Our study has both strengths and limitations. Strengths include access to a large population-based prospective cohort study with long follow-up allowing for a 10 year assessment period, well-characterized definitions of eczema with objective measures of SPT and land-use regression models. While the questions and definitions used were well validated,36 a limitation is the reliance on self-reporting. Unfortunately, there were no data on the frequency or severity of symptoms and the aero-allergen SPT data were only available at follow-up, which may lead to some misclassification of atopy in the eczema subgroups.
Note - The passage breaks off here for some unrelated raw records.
Issue #251, opened 2025-03-18
Update version and dates for OVAL 5.12.1 release


vanderpol:
Update versions in all files and dates to be 

5.12.1
05/22/2025

PR #265, opened 2025-05-20
Updating version and date for #251 pending oval board approval on 05/22/2023

vanderpol:
Updated version to 5.12.1 and date to 05/23/2023, pending oval board approval on 05/22/2023 board meeting.


solind (approved):
Sometimes when I see these kinds of commits I think, we should templatize the XML and keep the version and date in a properties file.  But it happens so infrequently it never seems worthwhile...

vanderpol:
> Sometimes when I see these kinds of commits I think, we should templatize the XML and keep the version and date in a properties file. But it happens so infrequently it never seems worthwhile...

I would agree, and maybe we should revisit this in OVAL 6?

PR #274, opened 2025-06-02
Added '' to allow for variable usage for Windows wuaupdateserver

vanderpol:
This was missed in our update to 5.12.1


solind (approved):
Oh yeah, all enumerations should allow for an empty string value to accommodate variable references.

It is possible that residual confounding could have been an issue. As such, further replication of these findings is required. Given the exploratory nature of these data with multiple associations being assessed, we have attempted to interpret the pattern of associations, rather than relying on any arbitrary p value threshold to draw conclusions. Finally, as almost all the participants were Caucasian and Anglo-Celtic, the findings may not be generalizable to other ethnicities.